Una noche de Málaga muy típica, salí a bailar con un amigo y una amiga. Por cosas del destino, o más bien, "porque así tenía que ser" (como diría ella), nuestro amigo nos abandonó. Así que solas las dos, nuevamente, fuimos en busca de un lugar para bailar.
Así fue que llegamos, una noche más, al Fraggle Rock. "¡Esta es nuestra noche!", dijimos antes de salir... Como lo hacemos todos los fines de semana. Como es común entre las chicas, dimos un par de vueltas para ver si encontrábamos a alguien interesante. En principio ninguno que nos llamara la atención, pero nos quedamos bailando al lado de 4 chicos que parecían muy amenos. Poco a poco, y luego de conversar, bailar y tomar unas cervezas, el panorama se fue aclarando. Yo bailaba principalmente con un chico, cuyo nombre según recuerdo es David. Ella, por su lado, trataba de decidir si le apetecía más el moreno de Ronda o el marroquí con cara de buena gente.
Luego de unas horas así (y de que nuestro amigo nos encontrara y nos volviera a dejar). Mi amiga se había decidido por el marroquí, quien irónicamente parecía tener un pacto secreto con un motivo que le impedía besar a mi amiga. En fin, así es la suerte y ella lo sabe bien.

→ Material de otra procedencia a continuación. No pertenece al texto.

PR #3768, opened 2024-05-15
first pass at new oplog tree builder

schacon:
This PR changes the way we store the oplog snapshot data. It removes the need to look at the working directory at all, spares us from resetting the user's index, should be much faster, and preserves the commit data on virtual branches so they can be pushed in the oplog data without needing the rest of the project history.

The new format for the oplog snapshots looks like this. The commit itself has this type of data:

```
❯ git cat-file -p 42603177babb189d9d7caeb3384ae5ab78ccd902
tree 7f8d941752883e421038bc9dd5961c9bdad4053a
parent 2886017ff0a0b1d454c9fa7c97c215ae1c2be9cb
author GitButler <gitbutler@gitbutler.com> 1715798282 +0200
committer GitButler <gitbutler@gitbutler.com> 1715798282 +0200

CreateCommit

Version: 1
Operation: CreateCommit
message: Update work.html
sha: 71b75f34b293fc6bfc0e165689f463e27fb71b95
```

Most of the data is structured in trailers so we can present it in a pretty manner. Then it points at a tree. That tree of data has this basic structure:

```
. (7f8d9417528...)
├── (tree) conflicts              [data used when a working dir is in conflicted state]
├── (tree) index                  [the current index with snapshotting]
├── (tree) target_tree            [the target branch tree that the vbranches are based on]
├── (blob) virtual_branches.toml  [the current virtual branch and target state]
└── (tree) virtual_branches       [contains one entry per virtual branch to recreate state]
   └── (tree) d135191d-9481-40f2-8490-543034942881  [branch id]
      └── (tree) tree     [tree that the branch would commit next]
      └── (tree) commits  [data to recreate the commits on this vbranch]
         └── (tree) 70e368b630eb1ba7e1d2a16c43b60d20fdaef886   [the data for commit 70e368...]
           └── (blob) commit        [the actual raw commit data (cat-file -p style)]
           └── (tree) tree        [the tree that commit points to]
         └── (tree) 71b75f34b293fc6bfc0e165689f463e27fb71b95   [the data for commit 71b75f...]
           └── (blob) commit
           └── (tree) tree
```

Seems a little complicated, but it allows us to do some interesting things. There are lots of trees in here (mostly similar) that we can use to recreate the working directory, branch states and index very quickly (the main point). 

It also gives us the data to recreate all the virtual branches on another computer or checkout if we wanted to - it lets us push our commits in a way that doesn't pull the entire history along with it. We could push it to a git server that does not have the main repository, still allow us to reconstruct all the diffs, but _also_ allows us to reconstruct the actual git objects. 

For example, we can push the commit object `70e368b630` in this way, by putting it in our tree as a blob and then re-encoding it elsewhere back as a commit again, getting the same SHA:

```
❯ git cat-file -p 42603177babb189d9d7caeb3384ae5ab78ccd902^{tree}:virtual_branches/d135191d-9481-40f2-8490-543034942881/commits/70e368b630eb1ba7e1d2a16c43b60d20fdaef886/commit | git hash-object -t commit --stdin
70e368b630eb1ba7e1d2a16c43b60d20fdaef886
```


crates/gitbutler-core/src/ops/oplog.rs
```diff
@@ -73,16 +73,21 @@ impl Oplog for Project {
...
         let oplog_state = OplogHandle::new(&self.gb_dir());
         let oplog_head_commit = match oplog_state.get_oplog_head()? {
             Some(head_sha) => match repo.find_commit(git2::Oid::from_str(&head_sha)?) {
-                Ok(commit) => commit,
-                Err(_) => repo.find_commit(default_target_sha.into())?,
+                Ok(commit) => Some(commit),
+                Err(_) => None, // cant find the old one, start over
             },
-            // This is the first snapshot - use the default target as starting point
-            None => repo.find_commit(default_target_sha.into())?,
```
schacon, line 85: We don't want to do this, the way this was implemented, we would use the target sha as the first parent we build the oplog on top of. We would rather have the first oplog entry be parentless so we know when the history started.

crates/gitbutler-core/src/ops/oplog.rs
```diff
@@ -96,63 +101,91 @@ impl Oplog for Project {
...
-        // before the snapshot creation is initiated in the first place.
-        // However, there should be no conditions under which the integration commit is stale, and if there is, it should be fixed at the source.
-
-        // Reset the workdir to how it was
-        let integration_branch = repo
-            .find_branch("gitbutler/integration", git2::BranchType::Local)?
-            .get()
-            .peel_to_commit()?;
-
-        repo.reset(
```
schacon, line 152: No more resetting the repo 🎉

krlvi: thats awesome!

PR #3781, opened 2024-05-18
Use ScrollableContainer's bottomReached event to load more

Caleb-T-Owens:
Bit of a refactor over my async/await based gradual rendering.

It was still struggling if you had in the neigherbourhood of 9000 files, so this will only render as the user scrolls down.

There is still the issue of scrolling taking quite a long time, but it feels like the solution would need to be a floating commit button.

### DIFF
--- a/app/src/lib/components/BranchFilesList.svelte
+++ b/app/src/lib/components/BranchFilesList.svelte
@@ -4,7 +4,6 @@
 	import { getContext } from '$lib/utils/context';
 	import { selectFilesInList } from '$lib/utils/selectFilesInList';
 	import { maybeMoveSelection } from '$lib/utils/selection';
-	import { sleep } from '$lib/utils/sleep';
 	import { getCommitStore } from '$lib/vbranches/contexts';
 	import { FileIdSelection, fileKey } from '$lib/vbranches/fileIdSelection';
 	import { sortLikeFileTree } from '$lib/vbranches/filetree';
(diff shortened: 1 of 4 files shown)


Caleb-T-Owens:
@mtsgrd I've taken a look round at what the different methods of sending messages to children are, and in this case I thought the exported functions looked best, but I'm curious to know if you're aware of a better svelt-ey mechanism that I could use in this case.

I did consider an BehaviourSubject in a context, but we've generally tried to keep RX.js internal to our services

app/src/lib/components/BranchFilesList.svelte
```diff
@@ -27,23 +26,27 @@
...
-		for (let filesChunk of chunk(files, 100)) {
-			sortedFiles = [...sortedFiles, ...filesChunk];
-			await sleep(0);
-		}
+	// Make sure we display when the file list is reset
+	$: {
+		chunkedFiles = chunk(sortLikeFileTree(files), 100);
+		displayedFiles = chunkedFiles[0] || [];
+		currentDisplayIndex = 0;
 	}
```
mtsgrd: Not sure how you feel here, but I prefer making a function for these things (to make it evident what the change detection depends on).

mtsgrd:
A store could perhaps also work, but I like this solution, it feels like an appropriate and unsurprising way of doing it.

app/src/lib/components/BranchFilesList.svelte
Caleb-T-Owens: That makes quite a bit of sense as a pattern 👍

PR #3788, opened 2024-05-19
show local branches

schacon:


schacon:
Same as #3110, I should probably combine them.

PR #3789, opened 2024-05-19
setup for async tasks on oplog update

krlvi:
As we start building out code collaboration we wanna have the ability to push gitbutler state to, when enabled

### DIFF
--- a/crates/gitbutler-watcher/src/handler/mod.rs
+++ b/crates/gitbutler-watcher/src/handler/mod.rs
@@ -60,6 +60,11 @@ impl Handler {
                 .await
                 .context("failed to handle git file change event"),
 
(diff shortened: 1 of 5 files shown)


crates/gitbutler-watcher/src/handler/mod.rs
```diff
@@ -181,4 +186,8 @@ impl Handler {
         }
         Ok(())
     }
+    async fn gitbutler_oplog_change(&self, _project_id: ProjectId) -> Result<()> {
+        // TODO: Queue up pushing of data here, if configured
```
krlvi, line 190: @schacon we can initiate synchronization of the oplog from here

doing this in the watcher allows us it to be nice and non-blocking for the various commands.

I can look into adding some synchronization this week

PR #3790, opened 2024-05-19
Update IPC imports and remove old logic

Caleb-T-Owens:
I was taking a look into where certain invoke calls were coming from, and logging how long they took, so as part of that I made sure that all the calls went through our wrapper around `invoke`.

I've not included any of my extra logging as most of the same information can be gathered from the rust logs anyway.

I have however removed some extra code which appears to be now unused.


krlvi:
thx!!

PR #3813, opened 2024-05-22
Fix timestamp compensation

Caleb-T-Owens:


crates/gitbutler-core/src/ops/oplog.rs
```diff
@@ -349,7 +349,7 @@ impl Oplog for Project {
                     lines_added,
                     lines_removed,
                     files_changed,
-                    created_at: commit.time().seconds() * 1000,
+                    created_at: commit.time().seconds(),
```
Byron, line 352: Since this structure probably ends up in the frontend, I'd think it would be even better if it was renamed to include the desired unit. 
The frontend seems to [turn the field into milliseconds](https://github.com/gitbutlerapp/gitbutler/blob/c699ad4dfaa32e710adf9dfbe23174c0be125bb4/app/src/lib/history/types.ts#L64), but the backend [thinks it's already milliseconds](https://github.com/gitbutlerapp/gitbutler/blob/93d5e61530910cfa9674b4de4eea3f60f86878e0/crates/gitbutler-core/src/ops/entry.rs#L21).

Probably it would be easiest here to fix the documentation in the backend, as the frontend typing should be safe enough.

Caleb-T-Owens: Hi @Byron, thanks for pointing out that docstring, I'll update it and have a think about renaming it too 👍

PR #3823, opened 2024-05-23
Refactor how we merge in commits from branch upstream

mtsgrd:
- send change_id to frontend for `RemoteCommit`
- associate upstream <-> local using change_id
- split up long "merge_virtual_branch_upstream" function
- add a couple of checks to prevent unexpected state
- rebase if force push allowed (we should let user choose merge over rebase still)

### DIFF
--- a/crates/gitbutler-core/src/git/error.rs
+++ b/crates/gitbutler-core/src/git/error.rs
@@ -1,6 +1,9 @@
 use std::str::Utf8Error;
 
-use crate::keys;
+use crate::{
+    error::{Context, ErrorWithContext},
+    keys,
+};
 
 #[derive(Debug, thiserror::Error)]
 pub enum Error {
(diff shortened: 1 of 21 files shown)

Yo en cambio, tenía claro David me gustaba y que lo dejaría acompañarme a mi piso si así se daban las circunstancias.
Las circunstancias se dieron... Mi amiga desapareció (de hecho se perdió, pero no es la historia que quiero contar). Él, muy amablemente me dijo que me acompañaría a buscarla y así lo hizo. Salimos ya con luz de día de la discoteca, me guió hasta mi piso mientras caminábamos por unos "palitos" que han marcado mi estancia en Málaga. Le conté que había estado en Frigiliana y que me había encantado. Él me habló de la magia de Ronda (él también era de Ronda) y de que serguro me iba a encantar. Le pregunté mi nombre por tercera vez en la noche y esta vez no pudo responder. Le dije que prefería que fuera así y le sonreí diciéndole que no me importaba. Me dijo que a él si le parecía importante, pero no inisistió... Seguimos caminando.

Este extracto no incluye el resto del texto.